> What needs to be done
Every entry that follows should be output again, word for word.

(Recorded data)

--- START ---

PR #2247, opened 2024-01-31
fix: Make conda package support multiple python versions #2227

### LINKED ISSUE #2227: Conda install works with python 3.11 only
#### Wave SDK Version, OS

1.0.0

#### Actual behavior

Running

```sh
conda create -n venv
conda activate venv
conda config --append channels conda-forge
conda install -c h2oai h2o-wave
```

results in Module not found err when trying to use `wave` command.

Using python 3.11 on the other hand works as expected

```sh
conda create -n venv python=3.11
conda activate venv
conda config --append channels conda-forge
conda install -c h2oai h2o-wave
```

#### Expected behavior

Should work python >= 3.8 as specified [here](https://github.com/h2oai/wave/blob/7887ef65cf037aea5cc6e845ea8a3193ccdb8261/py/h2o_wave/pyproject.toml#L8).

marek-mihok:

____

The problem was that the package only supports the version of python it was built in. It can be solved by specifying `noarch: python` inside `meta.yaml` conda config file. The result is the single platform independent package supporting multiple python versions.

Also update of the pipeline build action (`amauryval/publish_conda_package_action`) to version 2.0.3 is necessary, because it allows specifying `noarch` value as the `Platforms` parameter.

Closes #2227

### DIFF
--- a/.github/workflows/publish-conda.yml
+++ b/.github/workflows/publish-conda.yml
@@ -23,7 +23,10 @@ jobs:
       - name: Publish to Conda
         uses: amauryval/publish_conda_package_action@2.0.3
         with:
-          CondaDir: 'py/conda'
+          CondaDir: 'py/h2o_wave/conda'
           Platforms: 'noarch'
           CondaUsername: ${{ secrets.CONDA_USERNAME }}
           CondaPassword: ${{ secrets.CONDA_PASSWORD }}
+        env:
+          # VERSION clashes with conda build. Use PKG_VERSION instead.
+          PKG_VERSION: ${{ env.VERSION }}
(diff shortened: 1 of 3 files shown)


mturoci (approved):
Thanks @marek-mihok! We probably want to sync publish conda step in `release-wave` with `publish-conda` job as well.

mturoci:
> Is it for cases when you want to publish conda without going through all release process?

Yes.

> is CondaDir: 'py/conda' in publish-conda.yml instead of CondaDir: 'py/h2o_wave/conda' intentional?

Probably not. Seems like a leftover, but better check.

> And what exactly do you mean by "sync"?

They should be the same. No matter which workflow I use, I want the output to be identical.

marek-mihok:
@mturoci synced. Can we try to run `publish-conda` separately first to prevent `release-wave` from potential failing?

mturoci (approved):

PR #2262, opened 2024-02-08
feat: Make ui.command to support path and download props #2224

### LINKED ISSUE #2224: Add Download ability to ui.command
In our documentation, we show making a `ui.command` that has the icon and label of "Download".  This assumes that `ui.command` can perform the download function.

Can we add this ability to `ui.command` and other components where it would make sense?

marek-mihok:

___

Adds `path` and `download` attributes to **ui.command** to support the same behavior as `ui.link()`:

```tsx
export interface Command {
  /** An identifying name for this component. If the name is prefixed with a '#', the command sets the location hash to the name when executed. */
  name: Id
  /** The text displayed for this command. */
  label?: S
  /** The caption for this command (typically a tooltip). */
  caption?: S
  /** The icon to be displayed for this command. */
  icon?: S
  /** Sub-commands, if any */
  items?: Command[]
  /** Data associated with this command, if any. */
  value?: S
  /** The path or URL to link to. The 'items' and 'value' props are ignored when specified. */
  path?: S
  /** True if the link should prompt the user to save the linked URL instead of navigating to it. */
  download?: B
}
```

Closes #2224

### DIFF
--- a/ui/src/button.test.tsx
+++ b/ui/src/button.test.tsx
@@ -16,7 +16,6 @@ import { fireEvent, render } from '@testing-library/react'
 import React from 'react'
 import { Buttons, MiniButtons, XButtons, XMiniButtons } from './button'
 import { wave } from './ui'
-import userEvent from '@testing-library/user-event'
 
 const
   name = 'test-btn',
@@ -257,7 +256,7 @@ describe('Button.tsx', () => {
       expect(container.querySelector('i[data-icon-name="ChevronDown"]') as HTMLLIElement).not.toBeInTheDocument()
     })
 
-    it('Does not set args and calls sync on click when download link is specified', () => {
+    it('Does not set args and calls sync on click when command has download link specified', () => {
       // TODO: Use "true" only instead of value
       const
         value = 'value',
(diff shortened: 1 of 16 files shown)


ui/src/button.test.tsx
```diff
@@ -254,5 +255,93 @@ describe('Button.tsx', () => {
...
+
+      expect(wave.args['command2']).toBe(false)
+      fireEvent.click(contextMenuButton)
+      fireEvent.click(getByText('Command 2'))
+      expect(wave.args['command2']).toBe(false)
+
+      expect(pushMock).toHaveBeenCalledTimes(1)
+    })
+
+    it('Ignores items when command has download link specified', () => {
```
mturoci, line 292: What does this test do? I couldn't figure it out.

mturoci (approved):
LGTM. Just one question.

ui/src/button.test.tsx
marek-mihok: It tests [this line of code ](https://github.com/h2oai/wave/blob/6712a4746994f69b3cae5f38052c037defa8a686/ui/src/card_menu.tsx#L84) to verify that command having `path` specified cannot have context menu with another sub-commands.

At least for me it does not make sense for command to be clickable in case of having context menu.

mturoci: Are subcommands invoked by a click? I thought they appear on hover.

mturoci: Got it, makes sense. Ty.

--- END ---

> Written answer
PR #2247, opened 2024-01-31
fix: Make conda package support multiple python versions #2227

### LINKED ISSUE #2227: Conda install works with python 3.11 only
#### Wave SDK Version, OS

1.0.0

#### Actual behavior

Running

```sh
conda create -n venv
conda activate venv
conda config --append channels conda-forge
conda install -c h2oai h2o-wave
```

results in Module not found err when trying to use `wave` command.

Using python 3.11 on the other hand works as expected

```sh
conda create -n venv python=3.11
conda activate venv
conda config --append channels conda-forge
conda install -c h2oai h2o-wave
```

#### Expected behavior

Should work python >= 3.8 as specified [here](https://github.com/h2oai/wave/blob/7887ef65cf037aea5cc6e845ea8a3193ccdb8261/py/h2o_wave/pyproject.toml#L8).

marek-mihok:

____

The problem was that the package only supports the version of python it was built in. It can be solved by specifying `noarch: python` inside `meta.yaml` conda config file. The result is the single platform independent package supporting multiple python versions.

Also update of the pipeline build action (`amauryval/publish_conda_package_action`) to version 2.0.3 is necessary, because it allows specifying `noarch` value as the `Platforms` parameter.

Closes #2227

### DIFF
--- a/.github/workflows/publish-conda.yml
+++ b/.github/workflows/publish-conda.yml
@@ -23,7 +23,10 @@ jobs:
       - name: Publish to Conda
         uses: amauryval/publish_conda_package_action@2.0.3
         with:
-          CondaDir: 'py/conda'
+          CondaDir: 'py/h2o_wave/conda'
           Platforms: 'noarch'
           CondaUsername: ${{ secrets.CONDA_USERNAME }}
           CondaPassword: ${{ secrets.CONDA_PASSWORD }}
+        env:
+          # VERSION clashes with conda build. Use PKG_VERSION instead.
+          PKG_VERSION: ${{ env.VERSION }}
(diff shortened: 1 of 3 files shown)


mturoci (approved):
Thanks @marek-mihok! We probably want to sync publish conda step in `release-wave` with `publish-conda` job as well.

mturoci:
> Is it for cases when you want to publish conda without going through all release process?

Yes.

> is CondaDir: 'py/conda' in publish-conda.yml instead of CondaDir: 'py/h2o_wave/conda' intentional?

Probably not. Seems like a leftover, but better check.

> And what exactly do you mean by "sync"?

They should be the same. No matter which workflow I use, I want the output to be identical.

marek-mihok:
@mturoci synced. Can we try to run `publish-conda` separately first to prevent `release-wave` from potential failing?

mturoci (approved):

PR #2262, opened 2024-02-08
feat: Make ui.command to support path and download props #2224

### LINKED ISSUE #2224: Add Download ability to ui.command
In our documentation, we show making a `ui.command` that has the icon and label of "Download".  This assumes that `ui.command` can perform the download function.

Can we add this ability to `ui.command` and other components where it would make sense?

marek-mihok:

___

Adds `path` and `download` attributes to **ui.command** to support the same behavior as `ui.link()`:

```tsx
export interface Command {
  /** An identifying name for this component. If the name is prefixed with a '#', the command sets the location hash to the name when executed. */
  name: Id
  /** The text displayed for this command. */
  label?: S
  /** The caption for this command (typically a tooltip). */
  caption?: S
  /** The icon to be displayed for this command. */
  icon?: S
  /** Sub-commands, if any */
  items?: Command[]
  /** Data associated with this command, if any. */
  value?: S
  /** The path or URL to link to. The 'items' and 'value' props are ignored when specified. */
  path?: S
  /** True if the link should prompt the user to save the linked URL instead of navigating to it. */
  download?: B
}
```

Closes #2224

### DIFF
--- a/ui/src/button.test.tsx
+++ b/ui/src/button.test.tsx
@@ -16,7 +16,6 @@ import { fireEvent, render } from '@testing-library/react'
 import React from 'react'
 import { Buttons, MiniButtons, XButtons, XMiniButtons } from './button'
 import { wave } from './ui'
-import userEvent from '@testing-library/user-event'
 
 const
   name = 'test-btn',
@@ -257,7 +256,7 @@ describe('Button.tsx', () => {
       expect(container.querySelector('i[data-icon-name="ChevronDown"]') as HTMLLIElement).not.toBeInTheDocument()
     })
 
-    it('Does not set args and calls sync on click when download link is specified', () => {
+    it('Does not set args and calls sync on click when command has download link specified', () => {
       // TODO: Use "true" only instead of value
       const
         value = 'value',
(diff shortened: 1 of 16 files shown)


ui/src/button.test.tsx
```diff
@@ -254,5 +255,93 @@ describe('Button.tsx', () => {
...
+
+      expect(wave.args['command2']).toBe(false)
+      fireEvent.click(contextMenuButton)
+      fireEvent.click(getByText('Command 2'))
+      expect(wave.args['command2']).toBe(false)
+
+      expect(pushMock).toHaveBeenCalledTimes(1)
+    })
+
+    it('Ignores items when command has download link specified', () => {
```
mturoci, line 292: What does this test do? I couldn't figure it out.

mturoci (approved):
LGTM. Just one question.

ui/src/button.test.tsx
marek-mihok: It tests [this line of code ](https://github.com/h2oai/wave/blob/6712a4746994f69b3cae5f38052c037defa8a686/ui/src/card_menu.tsx#L84) to verify that command having `path` specified cannot have context menu with another sub-commands.

At least for me it does not make sense for command to be clickable in case of having context menu.

mturoci: Are subcommands invoked by a click? I thought they appear on hover.

mturoci: Got it, makes sense. Ty.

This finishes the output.